Ravenna, picchiata in casa per sei anni dal marito medico

RAVENNA - Un “assaggio” di come sarebbe stata la vita coniugale una volta sposati gliel’ha dato il giorno stesso del matrimonio. Lui era ubriaco dopo i numerosi brindisi, e la sposa gli aveva solo chiesto di controllarsi; appena giunti in camera da letto l’aveva punita infilandole la testa dentro il wc. Quel giorno l’affascinante medico conosciuto e frequentato durante il fidanzamento si era trasformato nell’uomo che nei successivi sei anni sarebbe stato un marito-padrone. È una totale sudditanza quella raccontata ieri in aula davanti al giudice Andrea Chibelli dalla vittima, moglie di un 45enne straniero difeso dall’avvocato Veronica Valeriani, nel corso del processo che si è aperto con l’accusa di lesioni aggravate e maltrattamento in famiglia. Vessazioni fisiche e psicologiche che la donna ha sopportato per paura e per amore dei figli fino al luglio 2019, quando ha deciso di denunciarlo.

Non un paio di episodi, ma decine di ricorrenti scatti d’ira dettati dalla gelosia. La vittima ne ha parlato per oltre un’ora ieri mattina, costituendosi parte civile con l’avvocato Sabrina Santandrea. I coniugi avevano scelto l’Italia come Paese per vivere, sfruttando la doppia nazionalità della donna. Stabilitisi nel Faentino, le cose erano andate bene per alcuni anni, per poi degenerare in particolare dopo la nascita dei figli. Era bastato fraintendere un apprezzamento su Facebook, nel 2016, per scatenare nuovamente la collera dell’uomo: «Ero incinta al quinto mese, lui mi legò a una sedia con un lenzuolo e iniziò a schiaffeggiarmi e a prendermi a pugni».
Il volto, però, cercava di evitarlo: «Quando mi picchiava, lo faceva dal collo in giù». Ogni tanto, però, qualche colpo partiva anche in faccia. La descrizione è quella di un naso rotto, subito “aggiustato” dal marito-medico-picchiatore: «Ho sentito un gran caldo e ho visto che il naso si gonfiava e lui l’ha messo a posto».

Le discussioni erano continue. Il rimedio per lividi e stress lo trovava lui, spalmando creme su braccia e gambe per coprire i segni delle percosse o somministrando pillole alla moglie per calmare l’ansia. E ancora: «Avevo bisogno dell’aiuto di mia madre per accudire il bambino, volevo iniziare a lavorare, ma lui non aveva piacere che la vedessi né che frequentassi le mie amiche». Per farglielo capire era bastato un ceffone, incurante che la donna avesse il figlioletto in braccio: “Chiama tua mamma che picchio anche lei”, le aveva detto. L’aveva poi accantonata contro il muro e quando la vittima, implorandolo di smetterla, aveva minacciato di denunciarlo, lui le aveva passato la lama, incalzandola affinché si difendesse, dicendole “Ti faccio diventare io la vittima”. Aveva poi afferrato il manico di una scopa, continuando a percuoterla.
Agli attacchi d’ira seguivano le pretese di natura intima, che la consorte assecondava «perché ero terrorizzata». Era accaduto anche di fronte ai figli nel letto; lui l’aveva alzata per il collo, strappandole la biancheria.
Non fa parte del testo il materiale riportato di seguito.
Issue #1115, opened 2016-12-29
No Collisions and No Disabled Self Destruct Flags not saving when FRED saves


AxemP:
Click those flags on in the ship editor, save in FRED and they won't be ticked when the mission reloads.

I tried ticking every flag and those were the only two that did that.

asarium:
@AxemP Could you please confirm that the issue is not present in master anymore?

AxemP:
Yeah its fixed now.

PR #1116, opened 2016-12-29
Fix for #1115

The-E:
The "no collide" parse object flag needs to be written as "no_collide" in the flags list, and the "no-disabled-self-destruct" flag needs to be parsed


fred2/missionsave.cpp
```diff
@@ -2997,7 +2997,7 @@ int CFred_mission_save::save_objects() {
 			if (shipp->flags[Ship::Ship_Flags::Scramble_messages])
 				fout(" \"scramble-messages\"");
 			if (!(objp->flags[Object::Object_Flags::Collides]))
-				fout(" \"no-collide\"");
+				fout(" \"no_collide\"");
```
asarium: It it intentional that this uses the underscore but the string in `missionparse.cpp` uses a hyphen?

The-E: It needs to be an underscore everywhere, this should be the case now

PR #1118, opened 2016-12-30
Model Code Cleanup

SamuelCho:
Cleaned up a bunch of  stuff related to draw_list which is now model_draw_list to be a better description of what it does. I also killed the transform class and replaced all uses of transform with matrix4. Killed the transform handling in model_draw_list as well and replaced it with the transform_stack that the OpenGL code uses. Unlit maps are gone since unlit specular doesn't look like ass anymore. Cut out a bunch of unused graphics code I found here and there.


code/math/vecmat.cpp
```diff
@@ -2802,4 +2810,4 @@ void vm_vec_transform(vec3d *dest, vec3d *src, matrix4 *m, bool pos)
 	dest->xyz.x = temp_dest.xyzw.x;
 	dest->xyz.y = temp_dest.xyzw.y;
 	dest->xyz.z = temp_dest.xyzw.z;
-}
+}
```
asarium: This newline should not have been removed.

PR #41, opened 2015-04-27
Ship_info vectorization, ship templates.

MageKing17:
Revamps ship_info with constructors, assignment operators, and a destructor, turns Ship_info into a vector, and reimplements ship templates. See also [Mantis 3083](http://scp.indiegames.us/mantis/view.php?id=3083).

PR #1124, opened 2017-01-01
change excluded_moods to be a bitstring instead of a vector, due to MMessage being a struct

Goober5000:
MMessage, being a struct, cannot have any classes or STL structures in it.  This will lead to memory leaks and/or crashes in FRED, since messages are being reordered, added, and removed.

There are two ways to fix this.  One is to make MMessage a full class, but that would be going down a rabbit hole.  The other is to make the `excluded_moods` field a bitfield.  Since it is unlikely that there will be more than 31 built-in moods, and even more unlikely that there will be more than 31 excluded moods, I have used this technique in the PR.

### DIFF
--- a/code/mission/missionmessage.cpp
+++ b/code/mission/missionmessage.cpp
@@ -454,15 +454,22 @@ void message_parse(bool importing_from_fsm)
 		msg.mood = 0;
 	}
 
+	msg.excluded_moods = 0;
 	if ( optional_string("$Exclude Mood:")) {
 		SCP_vector<SCP_string> buff;
 		bool found = false;
 
 		stuff_string_list(buff); 
-		for (SCP_vector<SCP_string>::iterator parsed_moods = buff.begin(); parsed_moods != buff.end(); ++parsed_moods) {
+		for (SCP_vector<SCP_string>::iterator parsed_mood = buff.begin(); parsed_mood != buff.end(); ++parsed_mood) {
 			for (SCP_vector<SCP_string>::iterator iter = Builtin_moods.begin(); iter != Builtin_moods.end(); ++iter) {
-				if (!stricmp(iter->c_str(), parsed_moods->c_str())) {
-					msg.excluded_moods.push_back((int)std::distance(Builtin_moods.begin(), iter));
+				if (!stricmp(iter->c_str(), parsed_mood->c_str())) {
+					int exclude_index = static_cast<int>(std::distance(Builtin_moods.begin(), iter));
+					if (exclude_index <= 31) {
+						msg.excluded_moods |= (1 << exclude_index);
+					} else {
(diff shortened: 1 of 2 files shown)


MageKing17:
Er... you do understand that the only difference between a struct and a class is whether the members default to public or private, right? Stylistically, we tend to use structs for things that hold POD and classes for things that don't, but the only actual problem comes from using things like memcopy()/memmove()/memset() on the latter, which we now have static assertions to catch. I certainly don't see any of those being called on MMessage objects, so where is the memory leak, exactly? Because "being pushed onto a vector" is definitely not one.

Goober5000:
Yes, but a class has a few things - e.g. constructors and a destructor - that a struct traditionally does not.  I really should have said plain-old-data type instead of struct.

The reason I opened this PR is because the message vector is resized and recopied every time the OnOk function runs.  Then again, vector reallocation doesn't use memcpy or memmove internally, does it?  I had thought it behaved differently on POD types vs classes, but maybe that doesn't make sense.

MageKing17:
> Yes, but a class has a few things - e.g. constructors and a destructor - that a struct traditionally does not.  I really should have said plain-old-data type instead of struct.

"Traditionally" being the operative word; our distinction between structs and classes is purely a stylistic one. In actuality, if we changed all of our classes to just be structs with constructors and destructors, there would be absolutely no difference in behavior, which is why I was wanting to know where an actual instance of a memory leak involving `MMessage` could be found.

> The reason I opened this PR is because the message vector is resized and recopied every time the OnOk function runs.  Then again, vector reallocation doesn't use memcpy or memmove internally, does it?  I had thought it behaved differently on POD types vs classes, but maybe that doesn't make sense.

No, it doesn't. It uses the default assignment operator internally (or `std::move()` if the type has a move-constructor, which I think, by default, they do?). The default operator works perfectly fine on both POD data and STL containers, since I believe it merely recursively performs assignment on all the individual attributes (except arrays, which can't be assigned wholesale like that; that's the only special-case I'm aware of). In fact, if it weren't for a few customly-allocated pieces of data in `ship_info` (namely, subsystems and `vm_strdup()`-created strings), I wouldn't have needed custom constructors for PR #41, and the default assignment operator would have worked fine for implementing ship templates.

If "being used in a vector while containing STL containers" was your only concern, then it sounds like this PR can just be closed, because vectors are *meant* to be used with other STL containers, even ones contained inside structs.

Goober5000:
> If "being used in a vector while containing STL containers" was your only concern, then it sounds like this PR can just be closed, because vectors are meant to be used with other STL containers, even ones contained inside structs.

Yep.  My concern was prompted by both the vector resize and this bit of code:

```
	for (i=0; i<m_num_messages; i++)
		Messages[i + Num_builtin_messages] = m_messages[i];
```

But if the default assignment operator handles that properly, then there is no issue.

PR #1137, opened 2017-01-06
Add a lua loader that uses the CFile system

asarium:
This allows to use the built-in lua "require" function with our file
system. This will help organize complicated scripts and it will also
allow to use libraries which were designed for this system.

To enable this change, this includes a new mechanism which allows to
load scripts from the default file system so that the files don't need
to be included in every mod. The default files can be overridden by a
mod if a special mod-table option has been set, similar to how external
shaders are handled right now.

### DIFF
--- a/.clang-tidy
+++ b/.clang-tidy
@@ -3,6 +3,7 @@ Checks: "-*,\
 modernize-*,\
 -modernize-raw-string-literal,\
 -modernize-use-using,\
+-modernize-make-unique,\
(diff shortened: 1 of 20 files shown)


asarium:
There was a valgrind failure in the Lua code but I have no idea what causes it, especially since it only happens when the code is compiled by Clang. I added a suppression entry for that specific failure to fix the tests because I believe that this is a false positive.

PR #1147, opened 2017-01-18
Reimplement debug window

asarium:
This allows to show the debug output in a second window in real time.
This system could be expanded further to allow more interactivity but
the current status is good enough.

This is a cross-platform reimplementation of a system that was removed when antipodes was merged.

### DIFF
--- a/code/osapi/DebugWindow.cpp
+++ b/code/osapi/DebugWindow.cpp
@@ -1,0 +1,175 @@
+//
+//
+
+#include "DebugWindow.h"
+
+#include "globalincs/alphacolors.h"
+
+namespace {
+uint32_t get_debug_display() {
+	// If there are two or more monitors then we would like to display the window on the second monitor but it shouldn't
+	// be shown on the same monitor that the game is running on
+	// If there is only then then we'll just display it on that one
+	auto numDisplays = SDL_GetNumVideoDisplays();
+	
+	if (numDisplays < 1) {
+		// Some kind of error
+		return 0;
+	}
+	
+	if (numDisplays == 1) {
+		// We only have one display
+		return 0;
+	}
+	auto mainDisplay = os_config_read_uint("Video", "Display", 0);
+	if (mainDisplay == 1) {
+		// Game is on the second monitor => use the primary screen
+		return 0;
+	} else {
+		// Use the secondary screen
+		return 1;
+	}
+}
+}
+
+namespace osapi {
+
+DebugWindow::DebugWindow() {
+	os::ViewPortProperties attrs;
+	uint32_t display = get_debug_display();
+	attrs.display = display;
+
+	SDL_Rect size;
+	SDL_GetDisplayBounds(display, &size);
+	attrs.width = (uint32_t) size.w;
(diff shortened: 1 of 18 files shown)


code/osapi/DebugWindow.cpp
```diff
@@ -0,0 +1,175 @@
...
+
+namespace {
+uint32_t get_debug_display() {
+	// If there are two or more monitors then we would like to display the window on the second monitor but it shouldn't
+	// be shown on the same monitor that the game is running on
+	// If there is only then then we'll just display it on that one
+	auto numDisplays = SDL_GetNumVideoDisplays();
+	
+	if (numDisplays < 1) {
+		// Some kind of error
```
z64555: Not sure what the proper error handler should be. Int3() is the first to come to mind, but I don't think that's the best.

Could put "TODO" in the comment to serve as a marker if we decide to defer putting in the error handler.

code/osapi/DebugWindow.cpp
```diff
@@ -0,0 +1,175 @@
...
+		}
+	}
+
+	// Don't run scripting here
+	gr_flip(false);
+
+	gr_use_viewport(os::getMainViewport());
+}
+
+float DebugWindow::print_line(float bottom_y, const LineInfo& line) {
```
z64555: The debug console code has word wrapping and whitespace handling, if you wanted a reference.

code/osapi/DebugWindow.h
```diff
@@ -0,0 +1,44 @@
+#pragma once
+
+#include "globalincs/pstypes.h"
+#include "osapi/osapi.h"
+
+namespace osapi {
+
+class DebugWindow {
```
z64555: Would you please doxy the rest of the class? Each method and the class itself should be documented, and so should any of the non-trivial members.

code/osapi/DebugWindow.cpp
asarium: Well, that code is the error handler. IMO simply defaulting to the primary screen if there was an error is a good solution.

code/osapi/DebugWindow.h
asarium: Yeah, I can do that.

code/osapi/DebugWindow.cpp
asarium: I'll take a look at those.

code/osapi/DebugWindow.h
asarium: Doxygen comments have been added.

code/osapi/DebugWindow.cpp
asarium: I have implemented word wrapping using the standard `split_str`.

z64555: Which library is split_str from? I don't see it in stdlib

MageKing17: It's in parselo.cpp; it's used for wordwrapping all throughout the FSO codebase.

z64555: Ok, split_str looks good to use, and it respects kerning of the font.

PR #1148, opened 2017-01-19
Make gr_bitmap obey clip offsets as it did before the OpenGL Core merge

### LINKED ISSUE #1141: Text cursor no longer appears
The OpenGL Core merge (edecb1ca7320c914be6fe450cc3e7753e8ee957f) broke the text cursor that appears when player is supposed to type something--for example, to enter a name for a new pilot. (The cursor graphic is ~~the third special character in the main font, the same one used for the weapons gauge~~ cursor1.ani.) The bug was introduced either in the first commit of that branch that I could compile (2022f6a792efa38538053a04b9f40c5ef4fc28f1) or earlier in that branch.

Yarn366:
This fixes #1141, where the cursor bitmap that's supposed to appear when the user is entering text is missing.

### DIFF
--- a/code/graphics/2d.cpp
+++ b/code/graphics/2d.cpp
@@ -1270,10 +1270,10 @@ void gr_bitmap(int _x, int _y, int resize_mode)
 	w = i2fl(_w);
 	h = i2fl(_h);
 
-	// I will tidy this up later - RT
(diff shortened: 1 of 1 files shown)


MageKing17:
Well, I can confirm this fixes the cursor, even though I have no idea why it doesn't seem to affect anything else...

PR #1151, opened 2017-01-20
Fixes an assertion due to insufficient amount of hats

The-E:
The logic for joy_down was missing a safety check, which could cause an assertion in Joystick::getHatDownTime if a joystick without a hat (or no joystick at all?) was attached. Was reported by Bryan See here: http://www.hard-light.net/forums/index.php?topic=93045.msg1839250#new

### DIFF
--- a/code/io/joy-sdl.cpp
+++ b/code/io/joy-sdl.cpp
@@ -902,27 +902,7 @@ int joy_down_count(int btn, int reset_count)
 
 int joy_down(int btn)
 {
-	if (btn < 0) return 0;
-
 	auto current = io::joystick::getCurrentJoystick();
 
-	if (current == nullptr)
-	{
-		return 0;
-	}
-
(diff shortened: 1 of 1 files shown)


code/io/joy-sdl.cpp
```diff
@@ -902,27 +902,7 @@ int joy_down_count(int btn, int reset_count)
...
-	}
-	else if (btn >= JOY_NUM_BUTTONS)
-	{
-		// Is hat
-		return current->getHatDownTime(0, hatBtnToEnum(btn), false) > 0;
-	} // Else, is a button
-
-
-	return current->isButtonDown(btn) ? 1 : 0;
+	return current->getButtonDownTime(btn) > 0.0f;
```
asarium: This probably crashes if there is no current joystick since then `current` would be `nullptr`.

The-E: Crap, you're right, pushed the wrong change

PR #1153, opened 2017-01-21
Fix linking error in unit tests

asarium:


MageKing17:
When is `main` already defined?

asarium:
It's from SDL which redefines `main` so that SDL can handle that to hide platform specific entry points.

MageKing17:
How do unit tests ever work without this fix, then?

asarium:
They work on Linux since SDL doesn't redefine `main` there. As far as I can tell the test were broken on Windows by some change in the past and it wasn't caught because, apparently, no one runs the test on Windows...

chief1983:
Makes sense to me, seems like a good idea to get these fixed.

Tra i testi sentiti ieri, ha deposto anche la receptionist di un residence nel quale la coppia si era trasferita nell’ultimo periodo. Ha riferito di un episodio che ha preceduto la denuncia sporta nel luglio 2019; la dipendente si ritrovò in ufficio la straniera in vestaglia, accovacciata accanto alla scrivania, terrorizzata. Di lì a poco arrivò il marito che le ordinò di salire in camera. Ubbidendo, lei si alzò la veste mostrando i lividi. Alla luce di quest’ultimo fatto, nel novembre di quell’anno il giudice per l’udienza preliminare ha emesso nei confronti dell’uomo il divieto di avvicinamento.